This is all very obviously bad, of course, but what if corporations just… treated their workers well? What about Bill Gates? He’s a nice guy. And Microsoft doesn’t seem to have a lot of workplace complaints (if you ignore China).

That’s all lovely, and Bill’s a nice guy, I’m sure, but ultimately it comes down to the same issue of distribution. Pay varies in Microsoft, but you will struggle to find anybody paid any more than £200,000 annually. Gates is worth around £82 billion. His worth increased by about £12 billion this year. I refuse to believe that Gates does so much more works than his workers that he deserves £12 billion in a year whilst some of them get only £40,000. He doesn’t even do a fraction of the work in Microsoft anymore. When he has teams and teams of software developers and testers and technicians doing all the work, by what right does he claim a salary that is 60,000 or even 300,000 times theirs? He came up with the company? Other people are contributing just as much now that he employs them. Any profits are as much a fruit of their labour as his. I don’t care that he’s philanthropic; governments should deal with most of the stuff that charities have to do anyway, so they should tax him, and use “his” wealth in a democratic way, rather than letting some old rich dude decide which causes are worth giving to. And since Gates said that he would stop working and start giving money away to charity, he's managed to double his net worth, and overtake Bezos as the richest person in the world, in case you thought billionaires do their whole charity routine for anything other than PR purposes.

And all these examples have been from tech or clothing or sales companies. They are not even the disgusting ones. The healthcare companies who profit off of people’s sickness, the water and electricity companies who hike prices to eke every last penny out of those who just want the bare necessities of life – all have rich men at the top, and all are deserving of the highest disgust. Did you know that Nestlé drained water sources in Pakistan and Nigeria so locals became sick off sludge water, and then tried to sell the very same water back to them in Nestlé bottles. Companies have no scruples when it comes to profit – they will wreck the environment, fund right-wing projects to strip regulations and workers rights, wield massive influence over governments – all for a few extra zeroes in their bank account. This is sick, and must end.

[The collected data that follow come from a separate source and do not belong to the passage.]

PR #10960, opened 2026-08-21
fix: resolve CLI mcp call protocol issues (BUG-001)

YunyunZhai:
## Summary

- Fix `mcp status` showing 'stopped' when server is online (check `online`/`running` fields)
- Replace broken `/api/mcp/tools/call` route with proper JSON-RPC 2.0 protocol
- Implement `mcpJsonRpcCall()` using initialize + tools/call via `/api/mcp/stream`
- Support both stream and non-stream modes
- Add `Mcp-Session-Id` header management

## Changes

- Modified `bin/cli/commands/mcp.mjs` to use new JSON-RPC client
- Added `bin/cli/mcpClient.mjs` with shared MCP client utilities
- Updated tests with `mcpStreamMock` helper
- Fixed ESLint issues in test files

## Test Plan

- [ ] `omniroute mcp status` now correctly shows online status
- [ ] `omniroute mcp call <tool>` works with JSON-RPC protocol
- [ ] `omniroute mcp call <tool> --stream` works with SSE streaming
- [ ] All existing tests pass

### DIFF
--- a/bin/cli/commands/combo.mjs
+++ b/bin/cli/commands/combo.mjs
@@ -3,6 +3,7 @@ import { printHeading } from "../io.mjs";
 import { withRuntime } from "../runtime.mjs";
 import { t } from "../i18n.mjs";
 import { apiFetch } from "../api.mjs";
+import { mcpCallTool } from "../mcpClient.mjs";
 import { emit } from "../output.mjs";
 
 const VALID_STRATEGIES = [
@@ -62,15 +63,7 @@ export function extendComboSuggest(combo) {
         weights: opts.weights ? JSON.parse(opts.weights) : undefined,
         top: opts.top,
       };
-      const res = await apiFetch("/api/mcp/tools/call", {
-        method: "POST",
-        body: { name: "omniroute_best_combo_for_task", arguments: body },
-      });
-      if (!res.ok) {
-        process.stderr.write(`Error: ${res.status}\n`);
-        process.exit(1);
-      }
-      const data = await res.json();
+      const data = await mcpCallTool("omniroute_best_combo_for_task", body);
       const candidates = data.candidates ?? data;
       const rows = (Array.isArray(candidates) ? candidates : []).map((c, i) => ({
         rank: i + 1,
--- a/bin/cli/commands/compression.mjs
+++ b/bin/cli/commands/compression.mjs
@@ -1,5 +1,6 @@
 import { readFileSync } from "node:fs";
 import { apiFetch } from "../api.mjs";
+import { mcpCallTool } from "../mcpClient.mjs";
 import { emit } from "../output.mjs";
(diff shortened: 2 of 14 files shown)


diegosouzapw:
Thanks for this — the JSON-RPC migration is the right fix and the root-cause write-up is accurate: `/api/mcp/tools/call` was never a real route (only GET `/api/mcp/tools` exists), so those CLI tool calls 404'd. `mcp status` now reading `online` instead of `running` is also correct (`src/app/api/mcp/status/route.ts:34` returns `online`). Protocol-wise the initialize → `Mcp-Session-Id` → tools/call flow matches `open-sse/mcp-server/httpTransport.ts`.

Three things need a fix-in-place before this can merge (all small, happy to help):

1. [MANDATORY] Compression REST fallback is now dead for the common config. `/api/mcp/stream` returns **400** when the MCP transport is `stdio` (the default) and **503** when MCP is disabled (`src/app/api/mcp/stream/route.ts:14-31`) — not 404/501. `mcpCall` in `bin/cli/commands/compression.mjs:84-96` only falls back on 404/501, so on a default server `compression status/configure/engine-set` now throws. On base it worked because the old `/tools/call` POST was a guaranteed 404. I reproduced this with a mock returning 400 — the command threw instead of falling back. Please also fall back on 400/503 (or key off the 'transport is set to' message) and add a test that mocks 400, not 404.

2. [MANDATORY] The `X-MCP-Scopes` header is never sent. `mcpClient.mjs:50` builds `scopeHeader` but never passes it to `callMcpEndpoint` (the two calls at :52/:71 only forward {timeout, stream}), and `mcpJsonRpcCall` in `mcp.mjs:73-86` also ignores `opts.scope`. So `mcp call --scope …` now silently sends no scope header (the old path did). That's also a leftover dead variable. Please forward it on the tools/call POST and assert it in a test.

3. [MANDATORY] The changes to `registerMcp` delete five subcommands that were working — `mcp tools list/info/schema` and `mcp audit tail/stats` (`bin/cli/commands/mcp.mjs:24-87` no longer registers them), even though the `/api/mcp/tools` and `/api/mcp/audit/*` REST routes still exist. Removing working CLI surface is out of scope for a 'call protocol' fix; please restore the block or explicitly justify the removal in the PR description.

Minor/optional: there are now two copies of the MCP client (`mcpJsonRpcCall` with raw `fetch` vs the shared `mcpClient.mjs`), so `mcp call` bypasses the CLI-token/remote-context handling every other migrated command gets — consider routing `mcp call` through the shared client. And the rewritten tests add a lot of new `any` casts that compound the already-red `tests/` lint; the typed `makeMcpStreamFetch` helper is a good path to keep them clean.

Everything else looks solid — tests pass (23/23 on the touched files) and the server-side protocol check is correct. Thank you.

Fortunately, this frustration and horror at the rich and powerful is becoming less and less of a fringe left-wing opinion. Bernie Sanders, a front-runner in the Democratic primary in the US, has used “Billionaires Should Not Exist” as one of his campaign slogans. He advocates for higher taxes, free healthcare and free university for all Americans. Closer to home, Jeremy Corbyn has mainstreamed many left-wing economic ideas, so much so that a drastically higher income tax on billionaires and millionaires seems possible. A pipedream of mine would be to have a tax of 100%, or near enough that it makes no difference, on all wealth over a certain amount – to create a sort of wealth ceiling – to incentivise those who can make such ridiculous money to actually spend it, funnelling it back into the economy, or putting it back into their country’s hands. An even bigger pipedream would be to have an economic system focused on guaranteeing wellbeing for all rather than profit, dominated by worker-owned cooperatives, rather than private companies. These are all a long way in the future, of course. We’re all still stuck with billionaires for now. But that doesn’t mean we can’t fight back. We can still vote for higher taxes for the 1%, for better worker’s rights, and, fundamentally, for a better life for all.